Data supplied ->
Issue #174, opened 2019-01-07
Port the examples to Cake


iblancasa:
This issue is similar to #161 but for C#. [Cake](https://cakebuild.net/) is a build system for C#.

PR #175, opened 2019-01-07
[WIP] Port the C# examples to Cake

iblancasa:
This PR solves #174.

### DIFF
--- a/.gitignore
+++ b/.gitignore
@@ -38,6 +38,13 @@ makefile*
 *.sln
 *.vcxproj
 
+# Cake projects
+tools/*dll
+*exe
+*md5sum
+src
+Cake/
+
 # IDE tools files
 .clang_complete
 .linter-clang-flags
--- a/resources/cake/ConnextDDSExamples.cake
+++ b/resources/cake/ConnextDDSExamples.cake
@@ -1,0 +1,134 @@
+/*******************************************************************************
+* (c) 2019 Copyright, Real-Time Innovations, Inc.  All rights reserved.
+* RTI grants Licensee a license to use, modify, compile, and create derivative
+* works of the Software.  Licensee has the right to distribute object form only
+* for use with RTI products.  The Software is provided "as is", with no
+* warranty of any type, including any warranty for fitness for any purpose. RTI
+* is under no obligation to maintain or support the Software.  RTI shall not be
+* liable for any incidental or consequential damages arising out of the use or
+* inability to use the software.
+******************************************************************************/
+
+var target = Argument ("target", "Default");
+var rtiArchitecture = Argument ("ConnextDDSArchitecture", "");
+var configuration = Argument("Configuration", "Release");
+
+/*
+ * Task to run Codegen and generate the the source code files and the
+ * Visual Studio Solution.
+ *
+ * This tasks expects the variables:
+ *     - NDDSHOME environment variable: set to the NDDSHOME folder
+ *     - idlName: path to the IDL file to process.
+ *     - rtiArchitecture: ConnextDDS architecture to build.
+ *
+ * All the generated files will be placed under the "src" folder. The "src"
+ * folder will be created under the current working directory.
+ */
+Task("Codegen")
+    .Does(() => {
+        string nddshomeValue = Environment.GetEnvironmentVariable("NDDSHOME");
+
+        if (string.IsNullOrEmpty(nddshomeValue)) {
+            throw new Exception("NDDSHOME environment variable was not set");
+        } else if (string.IsNullOrEmpty(rtiArchitecture)) {
+            throw new Exception("The RTI Architecture must be provided");
+        }
+
+        DirectoryPath nddshome = new DirectoryPath(nddshomeValue);
+        string rtiddsgen = "rtiddsgen";
+
+        if (IsRunningOnWindows()) {
+            rtiddsgen += ".bat";
+        }
+
+        string codegen = nddshome.Combine("bin").Combine(rtiddsgen).ToString();
+        string lang = "-language C#";
+        DirectoryPath cwd = Environment.CurrentDirectory;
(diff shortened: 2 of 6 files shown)


resources/cake/ConnextDDSExamples.cake
```diff
@@ -0,0 +1,134 @@
...
+* RTI grants Licensee a license to use, modify, compile, and create derivative
+* works of the Software.  Licensee has the right to distribute object form only
+* for use with RTI products.  The Software is provided "as is", with no
+* warranty of any type, including any warranty for fitness for any purpose. RTI
+* is under no obligation to maintain or support the Software.  RTI shall not be
+* liable for any incidental or consequential damages arising out of the use or
+* inability to use the software.
+******************************************************************************/
+
+var target = Argument ("target", "Default");
```
pleonex: the other two arguments starts with upper char, I think we should follow the same convention or make all of the lower char

resources/cake/ConnextDDSExamples.cake
```diff
@@ -0,0 +1,134 @@
...
+var rtiArchitecture = Argument ("ConnextDDSArchitecture", "");
+var configuration = Argument("Configuration", "Release");
+
+/*
```
pleonex: In C# the `/* */` style comments are not usually used. To comment a method the style is to use comments starting with `///` and with an XML format like:
```cs
/// <summary>
/// Something.
/// </summary>
```
For regular comments or even the header comments, it's usually use the regular line comment `//`. The Cake Tasks I think are similar to methods so I would use the `///` style comments.

resources/cake/ConnextDDSExamples.cake
```diff
@@ -0,0 +1,134 @@
...
+* works of the Software.  Licensee has the right to distribute object form only
+* for use with RTI products.  The Software is provided "as is", with no
+* warranty of any type, including any warranty for fitness for any purpose. RTI
+* is under no obligation to maintain or support the Software.  RTI shall not be
+* liable for any incidental or consequential damages arising out of the use or
+* inability to use the software.
+******************************************************************************/
+
+var target = Argument ("target", "Default");
+var rtiArchitecture = Argument ("ConnextDDSArchitecture", "");
```
pleonex: If you use the overload without the second argument (the default value), Cake will automatically throws an exception if it's missing.

resources/cake/ConnextDDSExamples.cake
```diff
@@ -0,0 +1,134 @@
...
+        }
+
+        DirectoryPath nddshome = new DirectoryPath(nddshomeValue);
+        string rtiddsgen = "rtiddsgen";
+
+        if (IsRunningOnWindows()) {
+            rtiddsgen += ".bat";
+        }
+
+        string codegen = nddshome.Combine("bin").Combine(rtiddsgen).ToString();
```
pleonex: If I am not wrong Cake implements an implicit casting from `string` to `DirectoryPath` so I think you can simplify these path handling to:
```cs
string codegen = $"{nddshomeValue}/bin/{rtiddsgen}"
```

The same for other variables like `outputDir`, `idl`, ...
Also Cake will convert the directory path for Windows automatically like CMake does.

resources/cake/ConnextDDSExamples.cake
```diff
@@ -0,0 +1,134 @@
...
+        } else {
+            CleanDirectory(outputDir);
+        }
+        string outputArg = "-d " + outputDir;
+
+        string idlName = GetFiles("*idl").First().GetFilenameWithoutExtension().ToString();
+
+        string idl = cwd.Combine(idlName + ".idl").ToString();
+
+        string args = String.Format("{0} {1} -ppDisable {2} {3}",
```
pleonex: There is a new string formatting that I think it's easier to read:
```csharp
string args = $"{lang} {example} -ppDisable {idl} {outputArg}";
```

resources/cake/ConnextDDSExamples.cake
```diff
@@ -0,0 +1,134 @@
...
+                                    lang, example, idl, outputArg);
+
+        ProcessSettings settings = new ProcessSettings { Arguments = args };
+
+        using(var process = StartAndReturnProcess(codegen, settings)) {
```
pleonex: I think you can simplify this to:
```csharp
    var retcode = StartProcess(codegen, args);
    if (retcode != 0) {
        throw new Exception("Fail to run rtiddsgen.");
    }
```

resources/cake/ConnextDDSExamples.cake
```diff
@@ -0,0 +1,134 @@
...
+        var found = GetFiles(pattern);
+
+        if (found.Count() == 0) {
+            throw new Exception("No SLN files were found");   
+        }
+
+        var sln = found.First();
+        string slnName = sln.GetFilename().ToString();
+        
+        // MSBuild(slnName, settings =>
```
pleonex: I think you forgot to remove / uncomment these lines

resources/cake/ConnextDDSExamples.cake
```diff
@@ -0,0 +1,134 @@
...
+    });
+
+/*
+ * Add the example.
+ */
+Task("AddConnextDDSExample")
+    .IsDependentOn("Codegen")
+    .IsDependentOn("Copy")
+    .IsDependentOn("Build")
+    .Does(() => {
```
pleonex: You can remove the `Does()`, a task can just have `IsDependtOn()`

.gitignore
```diff
@@ -38,6 +38,13 @@ makefile*
 *.sln
 *.vcxproj
 
+# Cake projects
+tools/*dll
```
pleonex: [Cake recommends](https://cakebuild.net/docs/tutorials/pinning-cake-version#gitignore) the following exclusion patterns:
```
tools/*
!tools/packages.config
```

Problem description -> Tally the lines of the data that contain the string "tools" and report the total alone.

Answer section -> 5